**ACTIVITY**
Below are the entries to work from; restate word for word the portion that opens with the line containing "- Dual enforcement" and closes with the line containing "token for reuse", keeping both.

**ENTRIES PROVIDED**

PR #81, opened 2026-07-20
enforce bot token uniqueness

dominykas-aai-labs:


api/domains/agents/repository.py
```diff
@@ -132,9 +134,35 @@ def get_slack_config(self, agent_id: UUID) -> AgentSlackConfig | None:
...
 
+    def find_active_agent_by_bot_token_hash(
+        self, bot_token_hash: str, exclude_agent_id: UUID | None = None
+    ) -> Agent | None:
+        with Session(self.delegate.engine) as session:
+            query = (
+                select(Agent)
+                .join(AgentSlackConfig, col(AgentSlackConfig.agent_id) == col(Agent.id))
+                .where(col(AgentSlackConfig.bot_token_hash) == bot_token_hash)
+                .where(col(Agent.deleted_at).is_(None))
```
aai-labs-agent, line 345: ⚠️ This query filters by `deleted_at` but **not by `organization_id`** — every other method in this repository (`get_active`, `find_all_active_for_org`, etc.) scopes by org.

If this is a multi-tenant deployment, an agent in org B that collides with a token from org A gets an error naming org A's agent (`BotTokenConflictHTTPException` includes `conflicting.name`). That's a cross-tenant information leak.

Global uniqueness for Slack bot tokens is arguably correct (one token = one Slack app), but the error message should avoid naming the conflicting agent if it belongs to a different org. I'd pass `org_id` through `_ensure_bot_token_unique` → `find_active_agent_by_bot_token_hash` and either:
- scope the query by org (if per-org uniqueness is intended), or
- keep the query global but only include the agent name in the error when the conflicting agent is in the same org.

api/migrations/versions/a7b8c9d0e1f2_add_bot_token_hash_to_slack_config.py
```diff
@@ -0,0 +1,109 @@
...
+def upgrade() -> None:
+    op.add_column(
+        "agent_slack_config",
+        sa.Column("bot_token_hash", sa.String(64), nullable=True),
+    )
+
+    key = os.environ.get("AGENT_TOKEN_ENCRYPTION_KEY", "")
+    if not key:
+        logger.warning(
+            "AGENT_TOKEN_ENCRYPTION_KEY not set; skipping bot_token_hash backfill. "
```
aai-labs-agent: ⚠️ **Migration backfill: untested branches + silent degradation**

Three branching paths in this backfill are never exercised by integration tests (which run against an empty migrated DB):

1. **Missing key** (line 33): backfill silently skipped, rows stay unhashed, index won't catch pre-migration duplicates until a manual re-run with the key set. Consider failing the migration (raise) or adding a sentinel.
2. **Decrypt failure** (line 71): row skipped, hash stays NULL.
3. **Duplicate NULL assignment** (lines 78–83): later duplicate gets `bot_token_hash = NULL`.

Add a focused migration test that seeds pre-migration rows with duplicate and undecryptable tokens and asserts the resulting `bot_token_hash` values.

aai-labs-agent (commented):
...

api/domains/agents/service.py
```diff
@@ -491,6 +494,7 @@ def create_agent(self, data: AgentCreate, context: CurrentUserContext) -> AgentR
                     cast(str, data.slack_app_token),
                     self.config.agent_token_encryption_key,
                 ),
+                bot_token_hash=compute_bot_token_hash(cast(str, data.slack_bot_token)),
```
aai-labs-agent, line 528: ⚠️ **Orphaned agent record on race-condition IntegrityError**

`self.repository.save(agent)` at line 481 commits in its own session (the `delegate.save()` delegate opens a fresh `Session`, commits, and closes — each call is an independent transaction) **before** `self.repository.save_slack_config(slack_config)` at line 504 runs.

If the DB-level unique constraint fires `IntegrityError` at line 504 (the TOCTOU race the dual enforcement is designed to catch), the agent row from line 481 is already committed and orphaned — no Slack config, no k8s resources, but a ghost row in the `agent` table. The `BotTokenConflictHTTPException` propagates without cleanup.

Narrow window and low blast radius (no k8s resources created yet), but this PR is what makes `save_slack_config` capable of failing. Worth either reordering so the slack config is persisted first, or adding a rollback/cleanup in the `IntegrityError` handler.

aai-labs-agent (commented):
...

aai-labs-agent:
## Code Review — PR #81: Enforce bot token uniqueness

**Ticket:** AF-226 — Prevent two agents from sharing the same Slack bot identity
**Commits reviewed:** 3 (eb91ec0, 702ede9, b09ec87)
**Files changed:** 9 files, +321 −4

*Consolidated review. Supersedes the two formal reviews below — this is the authoritative summary. Inline comments on the diff reflect the final findings.*

---

### ⚠️ 1. Cross-tenant agent-name leak in conflict error

`find_active_agent_by_bot_token_hash` (repository.py:152–164) filters by `deleted_at` but **not by `organization_id`** — every other query in this repository scopes by org. The partial unique index is also table-wide, not per-org.

If this is multi-tenant, an agent in org B that collides with a token from org A gets a 409 error naming org A's agent (`BotTokenConflictHTTPException` includes `conflicting.name`). That's a cross-tenant information leak, and it's broader than the AC's org-level wording: *"Bot token must be unique across all active agents in the org."*

**Fix:** Keep the global index if desired (Slack bot tokens are globally unique credentials), but pass `org_id` through `_ensure_bot_token_unique` → `find_active_agent_by_bot_token_hash` and fall back to "another agent" in the error message when `conflicting.organization_id != org_id`.

---

### 🔴 2. docs/features/agents.md not updated (definition of done)

*(Summary-only — can't post inline on a file not changed in this diff, which is itself the problem.)*

The diff adds a new domain invariant — each active agent must have a distinct Slack bot token, create/update with a duplicate returns 409, and deletion releases the token — but `docs/features/agents.md` is unchanged. The Invariants list (line 11) and the Create section (line 38) are the authoritative doc for agent creation and Slack credential requirements.

**Fix:** Add the uniqueness invariant and its 409/delete-release semantics to the Invariants list and Create section of `docs/features/agents.md` in this diff.

---

### ⚠️ 3. Orphaned agent record on race-condition IntegrityError

In `create_agent`, `self.repository.save(agent)` (service.py:481) commits in its own session **before** `self.repository.save_slack_config(slack_config)` (line 504) runs. The `save()` delegate opens a fresh `Session`, commits, and closes — each call is an independent transaction.

If the DB-level unique constraint fires `IntegrityError` at line 504 (the TOCTOU race that the dual enforcement is specifically designed to catch), the agent row from line 481 is already committed and orphaned — no Slack config, no k8s resources, but a ghost row in the `agent` table. The `BotTokenConflictHTTPException` propagates without cleanup.

Narrow window and low blast radius (no k8s resources created yet), but this PR is what makes `save_slack_config` capable of failing in the first place. Worth either reordering so the slack config is persisted first, or adding a rollback/cleanup in the `IntegrityError` handler.

---

### ⚠️ 4. Migration backfill: untested branches + silent degradation

The backfill in `a7b8c9d0e1f2_add_bot_token_hash_to_slack_config.py:33–91` has three branching paths that integration tests never exercise — tests run against an empty migrated DB:

- **Missing `AGENT_TOKEN_ENCRYPTION_KEY`** (line 33): backfill is silently skipped. Existing rows stay unhashed; the partial unique index won't catch duplicates involving pre-migration agents until someone re-runs the migration with the key set. The `logger.warning` is easy to miss in deployment logs.
- **Decrypt failure** (line 71): row is skipped with a warning, hash stays NULL.
- **Duplicate-token NULL assignment** (lines 78–83): later duplicate gets `bot_token_hash = NULL`, logged as a data-integrity warning.

**Fix:** Add a focused migration test that seeds pre-migration rows with duplicate and undecryptable tokens, then asserts the resulting `bot_token_hash` values. For the missing-key case, consider failing the migration (raise) or adding a sentinel so operators can detect a pending backfill.

---

### ℹ️ 5. HTTP 409 vs AC's 400

The acceptance criteria says *"return a clear 400 error"* but the implementation returns 409 CONFLICT. 409 is more semantically correct for a resource conflict, and the tests are consistent with 409.

**Fix:** Either change `BotTokenConflictHTTPException` to `HTTP_400_BAD_REQUEST`, or confirm with the ticket author that 409 is an accepted refinement and update the ticket accordingly.

---

### Suppressed (verified as non-issues)

- **`BotTokenConflictHTTPException` doesn't call `super().__init__()`** — matches the established repo pattern in `api/domains/users/exceptions.py:5-9`. Not flagged.
- **Chart version not bumped** — bumping only `appVersion` (0.30.0 → 0.31.0) is correct per `operations.md` versioning rules. Not flagged.

---

### ✅ Looks Good

- SHA-256 hash column avoids storing plaintext tokens for comparison — clean approach
- Partial unique index (`WHERE bot_token_hash IS NOT NULL`) correctly allows NULL for deleted agents, enabling token reuse
- Dual enforcement (service pre-check + DB constraint) is justified — pre-check yields the friendly conflict message, index is the race-safe contract
- `IntegrityError` handler in `save_slack_config` mirrors the established pattern in `users/repository.py:134-143` and `organization_users/repository.py:35-46`
- `delete_agent` correctly nulls the hash before soft-deleting, freeing the token for reuse
- Migration backfill handles existing duplicates (keeps earliest by `created_at`, NULLs duplicates, logs data-integrity warnings)
- `bot_token_hash` is correctly kept out of `AgentRead`
- Good test coverage: create-duplicate, update-duplicate, same-token-no-conflict (self-exclusion on update), reuse-deleted-token, delete-frees-token
- `test_templates.py` and `steps/agent.py` changes are required collateral of the new constraint

---
*Reviewed by Hermes Agent + Kalkidan Betre*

**SOLUTION FOR THIS TASK**
- Dual enforcement (service pre-check + DB constraint) is justified — pre-check yields the friendly conflict message, index is the race-safe contract
- `IntegrityError` handler in `save_slack_config` mirrors the established pattern in `users/repository.py:134-143` and `organization_users/repository.py:35-46`
- `delete_agent` correctly nulls the hash before soft-deleting, freeing the token for reuse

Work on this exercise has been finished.